Mirantis Takes On Red Hat, Canonical And HP With Its Own OpenStack Distribution

Unveiled Monday, Mirantis OpenStack is a more flexible alternative to the many flavors of OpenStack that are already out there, with "zero vendor lock-in" and support for multiple operating systems and hypervisors, Mirantis CEO Adrian Ionel said in an interview prior to the announcement.

While OpenStack was founded as a non-proprietary alternative to VMware and Amazon, OpenStack distributions from Red Hat, Canonical and Hewlett-Packard all come with hooks to proprietary software, Ionel said.

[Related: VMware Expands Its Cloud Management Muscle To Public Clouds ]

That's why the open approach that Mirantis is taking with its OpenStack distribution is unique in the space, he added.

id
unit-1659132512259
type
Sponsored post

"We think our OpenStack distribution is very different from anything else on the market," Ionel told CRN. " We have a reputation for building OpenStack clouds that work and are scalable."

Mirantis has a team of more than 120 engineers that have been working on its OpenStack distribution for the past 18 months, and it will be shipping new releases every six to eight weeks, Ionel said.

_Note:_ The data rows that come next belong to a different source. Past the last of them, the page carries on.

PR #774, opened 2024-09-19
DLPX-86532 & DLPX-86542 - CIS: /tmp filesystem and mount options & CIS: /var/tmp filesystem and mount options

dbshah12:
It depended on https://github.com/delphix/pipeline-shared/pull/306 - MERGED to pass test cases.

# Problem
- The '/var/tmp' directory and `/tmp` directory are world-writable directories used for temporary storage by all users and some applications. Since the directories '/var/tmp' and `/tmp` are used for temporary storage and are intended to be world-writable these directories, these directories should have a separate partition to avoid the risk of resource exhaustion and appropriate security options such as `nodev`, `noexec` and `nosuid` set for the partition to avoid security vulnerabilities.

# Solution
- Created a separate mount point for the `/tmp` and `/var/tmp` directories. And added them inside the `/etc/fstab` to restrict the `suid, dev and exec` permissions. 
- Also updated for the upgrade to handle the below 2 scenarios: 
    - Upgrade from a system that does not have a separate `/tmp` and `/var/tmp` filesystem: In this case, do nothing related to `/tmp` and `/var/tmp`; proceed with the upgrade as is. Even after the upgrade, the system will still not be a CIS compliant.
    - Upgrade from a system that does have a separate `/tmp` and `/var/tmp` filesystem: In this scenario, upgrade with the mount, ensuring that it remains CIS compliant.

# Testing
- Ran ab-pre-push https://selfservice-jenkins.eng-tools-prd.aws.delphixcloud.com/job/appliance-build-orchestrator-pre-push/9600/ - PASSED
 
### Manual
- Created VM from the ab-pre push image and checked the mount for the `/tmp` and `/var/tmp`
Screenshot 2024-10-14 at 11 42 18 AM

- Checked the above two upgrade scenarios, and they are working as expected. For CIS-compliant systems, the upgrade maintains CIS compliance, and for non-CIS-compliant systems, the upgrade proceeds without changes to the compliance status.

### DIFF
--- a/upgrade/upgrade-scripts/upgrade-container
+++ b/upgrade/upgrade-scripts/upgrade-container
@@ -24,7 +24,10 @@ CONTAINER=
 
 TMP_DATASETS_EXIST=false
 
-# Check if both datasets exist
+# Verify whether both /tmp and /var/tmp ZFS datasets exist for the specified container.
+# If both datasets are present, the system is considered CIS compliant.
+# In such cases, handle the /tmp and /var/tmp mounts appropriately during the upgrade process.
+# To ensure this handling, set the TMP_DATASETS_EXIST variable to true.
 if zfs list "rpool/ROOT/$CONTAINER/tmp" >/dev/null 2>&1 && zfs list "rpool/ROOT/$CONTAINER/vartmp" >/dev/null 2>&1; then
 	TMP_DATASETS_EXIST=true
 fi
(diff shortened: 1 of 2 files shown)


upgrade/upgrade-scripts/upgrade-container
```diff
@@ -566,10 +613,10 @@ function destroy() {
 		#
 		# In order to safely perform the recursive destroy below,
 		# we need to ensure the filesystems are unmounted in the
-		# correct order. Since the "log", "data", and "home"
-		# datasets are mounted inside the "root" dataset, we need
-		# to unmount these two datasets before attempting to
-		# unmount (and/or destroy) the "root" dataset.
+		# correct order. Since the "log", "data", "home", "tmp" and
+		# "vartmp" datasets are mounted inside the "root" dataset,
+		# we need to unmount these two datasets before attempting
```
nealquigley: [nit] I guess we can remove "two" from this sentence?

nealquigley (commented):
This is not really my wheelhouse so definitely get someone with more experience with the build to review as well.

nealquigley (approved):

upgrade/upgrade-scripts/upgrade-container
dbshah12: Removed

sebroy (approved):

PR #784, opened 2025-01-23
DLPX-93224 Remove unnecessary tasks related to python3.11 added by previous os-upgrade PRs

palash-gandhi:
<details open>

In my previous PRs on this branch, I added `python3.11` as a dependency in the bootstrap role.
Prakash pointed out that this was not required since it is already listed as a build dependency of
the virtualization package and will be installed at build time. As such, I am undoing my previous changes
around python3.11 and the associated PPA.
Prakash also pointed out that unattended-upgrades should be stopped and removed before we install
any packages.

This PR also addresses some other bugs found during testing using the resulting DE-based buildserver:
1. appliance-build fails in [this task](https://github.com/delphix/appliance-build/blob/develop/live-build/misc/ansible-roles/appliance-build.minimal-common/tasks/main.yml#L33) while trying to hash a password. Apparently, ansible needs `passlib` to be installed. I tried installing it directly in the role but ansible still could not find the module. I tried installing it in the chroot env via [apt](https://ops-jenkins.eng-tools-prd.aws.delphixcloud.com/job/appliance-build-stage1/job/post-push/194142/console) and also via [pip](https://ops-jenkins.eng-tools-prd.aws.delphixcloud.com/job/appliance-build-stage1/job/post-push/194163/console), none of those worked. I finally resorted to installing it via bootstrap.
2. appliance-build fails when trying to run `aws` commands because it's not available in the path. It was found that `snapd` is not installed on DE-based buildservers and is in fact installed via a dependency by the bootstrap role. The bootstrap role then goes on to install `aws-cli` via snap but the Jenkins job continues to use the same shell which is why the path is not updated. When I tried to update the path and run the job, I realized that snap didn't allow the `aws` command to run because the home directory on a DE-based buildserver is not in `/home`:
```
delphix@ip-10-110-219-152:~$ aws
Sorry, home directories outside of /home needs configuration.
See https://forum.snapcraft.io/t/11209 for details.
```
I finally resorted to installing awscli via pip, system-wide.
</details>

<details open>

https://ops-jenkins.eng-tools-prd.aws.delphixcloud.com/job/appliance-build/job/os-upgrade/job/pre-push/137/console
</details>

### DIFF
--- a/bootstrap/roles/appliance-build.bootstrap/tasks/main.yml
+++ b/bootstrap/roles/appliance-build.bootstrap/tasks/main.yml
@@ -51,6 +51,7 @@
       - openjdk-8-jdk-headless
       - pigz
       - python3-passlib
+      - python3-pip
       - qemu-system
       - rename
       - shellcheck
@@ -59,12 +60,13 @@
     state: present
     update_cache: true
 
-# aws-cli is distributed via snap on 24.04. While the package is not required by the product,
+# awscli is distributed via pip or snap on 24.04. While the package is not required by the product,
 # it is required by appliance-build itself.
-- name: Install aws-cli snap package
-  community.general.snap:
-    name: aws-cli
-    classic: true
+- name: Install awscli python package
+  ansible.builtin.pip:
+    name: awscli
+    break_system_packages: true
+  become: true
 
 - name: Load ZFS kernel module.
   community.general.modprobe:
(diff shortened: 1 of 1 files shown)


prakashsurya (approved):
LGTM, thanks.

sebroy (approved):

Mirantis has 470 employees overall, 380 of which are OpenStack-dedicated engineers, Ionel said.

Mirantis has established a name for itself by building custom OpenStack clouds for large customers and handling all of the heavy lifting that comes with these projects. Mirantis also counts eBay, The Gap, AT&T and Verizon as customers, among other firms.

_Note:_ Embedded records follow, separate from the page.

PR #795, opened 2025-02-25
DLPX-93479 ntpsec-rotate-stats.timer should follow ntpsec.service

palash-gandhi:
<details open>

The `ntpsec-rotate-stats.timer` is a systemd timer responsible for rotating NTP stats. It is currently enabled, even when NTP is disabled. We also never enable NTP stats, so we do not need this service. It fails to start when `ntpsec.service` is not enabled, causing noise.
</details>

<details open>

Disable it.
</details>

<details open>

ab-pre-push: https://selfservice-jenkins.eng-tools-prd.aws.delphixcloud.com/job/appliance-build-orchestrator-pre-push/10462/
```
delphix@pg-mask-ntpsec-timer:~$ sudo systemctl status ntpsec-rotate-stats.timer
○ ntpsec-rotate-stats.timer
     Loaded: masked (Reason: Unit ntpsec-rotate-stats.timer is masked.)
     Active: inactive (dead)
    Trigger: n/a
```
</details>

### DIFF
--- a/live-build/misc/ansible-roles/appliance-build.virtualization-common/tasks/main.yml
+++ b/live-build/misc/ansible-roles/appliance-build.virtualization-common/tasks/main.yml
@@ -81,6 +81,7 @@
     - delphix-fluentd.service
     - delphix-masking.service
     - ntpsec.service
+    - ntpsec-rotate-stats.timer
     - snmpd.service
 
 #
--- a/upgrade/upgrade-scripts/common.sh
+++ b/upgrade/upgrade-scripts/common.sh
@@ -492,6 +492,7 @@ function fix_and_migrate_services() {
 		nfs-mountd.service
 		nginx.service
 		ntpsec.service
+		ntpsec-rotate-stats.timer
 		postgresql.service
 		rpc-statd.service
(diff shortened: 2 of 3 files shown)


david-mendez1 (approved):

sebroy:
@palash-gandhi can you explain what this means?
> We also never enable NTP stats, so we do not need this service.

What are NTP stats, and how would we enable them if we used them? In other words, what files is this timer supposed to be rotating, and why doesn't our usage of NTP write to those?

sebroy:
I think I found the answer to my question. In the `ntp.conf` file, there's a `statsdir` property that has to be set (and the directory it's set to has to exist) for the daemon to log stats in that directory. If that isn't set (and I'm guessing our configuration doesn't have this set since you said that we never enable NTP stats), then no files need rotating.

sebroy (approved):

prakashsurya (commented):
don't we need to disable it on upgrade too? where is that done?

palash-gandhi:
> don't we need to disable it on upgrade too? where is that done?

Good catch. Added.

PR #98, opened 2015-11-19
Generate IDs in Go-style

gdm85:
Some tools (namely `golint`) return a warning for IDs spelled as `Id`.


gdm85:
I signed it!

dsymonds:
No thanks. We've considered this before, but it's not accurate, it's not comprehensive, and we just don't hold generated code to the same standard as human-written code.

PR #99, opened 2015-11-24
handle grpc services with no package declaration

aybabtme:
If a protobuf file for a GRPC service definition has no `package name` declaration, the service name currently generated is `.{{ServiceName}}`.

Clients in other languages seem to expect package-less services to be named ``{{ServiceName}}``.

For instance, in the NodeJS client: https://github.com/grpc/grpc/blob/8bbc4e0ac98901ca83b0f71791fba04ffbd84401/src/node/src/common.js#L92-L96


dsymonds:
Thanks. The spec (https://github.com/grpc/grpc/blob/master/doc/PROTOCOL-HTTP2.md) does indeed say that the package name is optional.

I'll take care of this.

PR #100, opened 2015-11-24
Document parameter interpretation in README

zellyn:
Adds a section to the README file on Parameter interpretation.

### DIFF
--- a/README
+++ b/README
@@ -151,6 +151,28 @@ To create and play with a Test object from the example package,
 	}
 
 
+Parameters
+==========
+
+To pass extra parameters to the plugin, use a comma-separated
+parameter list separated from the output directory by a colon:
+
+
+	protoc --go_out=plugins=grpc,import_path=mypackage:. *.proto
+
+
+- `import_prefix=xxx` - a prefix that is added onto the beginning of
+  all imports. Useful for things like generating protos in a
+  subdirectory, or regenerating vendored protobufs in-place.
+- `import_path=foo/bar` - used as the package if no input files
+  declare `go_package`. If it contains slashes, everything up to the
+  rightmost slash is ignored.
+- `plugins=plugin1+plugin2` - specifies the list of sub-plugins to
+  load. The only plugin in this repo is `grpc`.
+- `Mfoo/bar.proto=quux/shme` - declares that foo/bar.proto is
+  associated with Go package quux/shme.  This is subject to the
+  import_prefix parameter.
+
 gRPC Support
 ============
 If a proto file specifies RPC services, protoc-gen-go can be instructed to


zellyn:
I signed it! (I'm part of a CCLA signature and a member of the group): squareup.com

README
```diff
@@ -151,6 +151,32 @@ To create and play with a Test object from the example package,
 	}
 
 
+Parameter interpretation
```
dsymonds: Parameters

README
```diff
@@ -151,6 +151,32 @@ To create and play with a Test object from the example package,
...
+parameter list separated from the output directory by a colon:
+
+
+	protoc --go_out=plugins=grpc,import_path=mypackage:. *.proto
+
+
+- `import_prefix=xxx` - a prefix that is prepended onto the beginning
+  of all imports. Useful for things like generating protos in a
+  subdirectory, or regenerating vendored protobufs in-place.
+- `import_path=foo/bar` - struct comments say, “Go import path of the
```
dsymonds: rephrase so it doesn't sound like a voyage of discovery.

README
zellyn: Hmmm. My Sough African / American sense of English must be subtly different. How does  "Interpretation of parameters" look?

Also, the field in plugin.proto is called "parameter" which is even more confusing :-)  https://github.com/google/protobuf/blob/b640f216a56ae25aab9a1fc6f21aa1a56c304494/src/google/protobuf/compiler/plugin.proto#L64

README
```diff
@@ -151,6 +151,32 @@ To create and play with a Test object from the example package,
...
+  package we're generating code for” - this is ignored unless there is
+  no explicit `go_package` declared in any of the files. In that case,
+  this `import_path` is used as the package (ignoring any part of it
+  up to the rightmost slash).
+- `plugins=plugin1+plugin2` - specifies the list of sub-plugins to
+  load. The only plugin is `grpc` unless you've forked the `main`
+  package.
+- `Mfoo/bar.proto=quux/shme` - an explicit import mapping: this
```
dsymonds: ... - declares that `foo/bar.proto` is associated with Go package `quux/shme`.
  This is subject to the `import_prefix` parameter.

README
dsymonds: Your suggestion is still too narrow. The headline doesn't need to be that specific.

That `parameter` field in `plugin.proto` is exactly what is being used here.

zellyn: Ah, just realized I misread your comment as meaning s/Parameter/Parameters/.

Done.

README
zellyn: ptal

README
zellyn: Much better.

README
```diff
@@ -151,6 +151,29 @@ To create and play with a Test object from the example package,
...
+==========
+
+To pass extra parameters to the plugin, use a comma-separated
+parameter list separated from the output directory by a colon:
+
+
+	protoc --go_out=plugins=grpc,import_path=mypackage:. *.proto
+
+
+- `import_prefix=xxx` - a prefix that is prepended onto the beginning
```
dsymonds: s/prepended/added/

Prefixes always appear at the start. Also Rob gets grumpy when people use "prepend".  ;-)

README
```diff
@@ -151,6 +151,29 @@ To create and play with a Test object from the example package,
...
+  of all imports. Useful for things like generating protos in a
+  subdirectory, or regenerating vendored protobufs in-place.
+- `import_path=foo/bar` - used as the package if no input files
+  declare `go_package`. If it contains slashes, everything up to the
+  rightmost slash is ignored.
+- `plugins=plugin1+plugin2` - specifies the list of sub-plugins to
+  load. The only plugin is `grpc` unless you've forked the `main`
```
dsymonds: The only plugin in this repo is `grpc`.

dsymonds:
Thanks. This looks pretty close. Just a couple small nits, then please squash these commits and I'll merge.

zellyn:
Done

dsymonds:
Merged in 8e6e0a5. Thanks!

Mirantis built a cloud for PayPal that is now running more than 4,000 virtual machines and delivers customer-facing apps "with a production-grade level of service," Ionel told CRN.

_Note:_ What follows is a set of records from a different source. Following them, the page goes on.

PR #101, opened 2015-11-24
Allow for interception of package and file mapping

zellyn:
Introduces a PackageMapper interface, and moves functionality relating
to package names and paths into a default implementation. This allows
clients to instantiate a generator and easily customize how generated
files are arranged. It also allows the remapping of standard helper
packages.

I don't necessarily expect this PR to survive intact, but wanted to take a
stab at a minimally-invasive attempt to allow alternate interpretations
of go_package. Comments and suggestions welcome.

### DIFF
--- a/protoc-gen-go/generator/generator.go
+++ b/protoc-gen-go/generator/generator.go
@@ -258,27 +258,6 @@ type FileDescriptor struct {
 // PackageName is the package name we'll use in the generated code to refer to this file.
 func (d *FileDescriptor) PackageName() string { return uniquePackageOf(d.FileDescriptorProto) }
 
-// goPackageName returns the Go package name to use in the
-// generated Go file.  The result explicit reports whether the name
-// came from an option go_package statement.  If explicit is false,
-// the name was derived from the protocol buffer's package statement
-// or the input file name.
-func (d *FileDescriptor) goPackageName() (name string, explicit bool) {
-	// Does the file have a "go_package" option?
-	if opts := d.Options; opts != nil {
-		if pkg := opts.GetGoPackage(); pkg != "" {
-			return pkg, true
-		}
-	}
-
-	// Does the file have a package clause?
-	if pkg := d.GetPackage(); pkg != "" {
-		return pkg, false
-	}
-	// Use the file base name.
-	return baseName(d.GetName()), false
-}
-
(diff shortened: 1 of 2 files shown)


zellyn:
To comment on my own initial stab: on reflection, it seems clear that _all_ uses of `import_prefix` should move inside the PackageMapper, and probably also the M-parameter mapping functionality. I'm less sure about `import_path`, although I could see that moving inside too. I'll update with at least `import_prefix` moved inside.

zellyn:
I'm going to close this and work on it further - it's a lot more subtle than it appears at first blush.

dsymonds:
Yep, there's a reason why I don't immediately accept all the changes that people want to make to the package semantics here: it's subtle.  ;-)

zellyn:
Tell me if this sounds sane:

1. Create a (pluggable) package mapper that can tell you, for a given filedescriptor, what full filename it wants, what full package path it wants to be in, and what package name it wants to declare. Also handles import_prefix, M mappings, and import_path (for figuring out default package when none is specified)
2. Remove the restriction that all generated files have to be in the same package
3. Don't use package names for things that are in the same package (which we can figure out by asking the mapper if two things have the same full package path and package declaration)
4. (Optional, but would make the generated code a little cleaner) keep track of unique import names per-file, and use the same uniquified import name for things in the same package

Open questions: how to know whether we should output things that should be once per package? eg. package doc comment: is there anything else?

dsymonds:
I'm not sure about your 2nd point. We have a few assumptions baked in that a set of proto files passed to proto maps to a single Go package. I suppose you're suggesting undoing that, and I agree it'd be more flexible, but it seems like it'd end up more confusing than today's simple mapping.

I'm nervous about making this too flexible. Sure, it's useful, but it's a lot of complexity too. We already have the parameters, which are admittedly clumsy to use, but technically cover a reasonable spectrum of things that can be done where the default isn't suitable.

zellyn:
Sorry for missing this earlier.

Yes, I'm definitely trying to undo the all-packages-at-once assumption. Also, I'm trying to substitute one clear pluggable mapper for a bunch of flags and reliance on package, etc. - I wholly agree that even the existing degree of flexibility is what makes things painful :-)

Fuel, the set of homegrown OpenStack cloud management tools that Mirantis released to open source in March, is another key point of differentiation, Ionel told CRN. It includes pre-tested deployment scripts for everything from testing and development to full-scale OpenStack clouds running apps in production, he said.

Mirantis also offers services that help customers put more workloads onto OpenStack and move off of VMware and Amazon Web Services, Ionel said.

In April, Mirantis launched an open-source project called Project Savanna that aims to make Apache Hadoop run smoothly on OpenStack clouds. Mirantis is building the framework and partnering with Red Hat for the underlying infrastructure and Hortonworks for the Hadoop parts.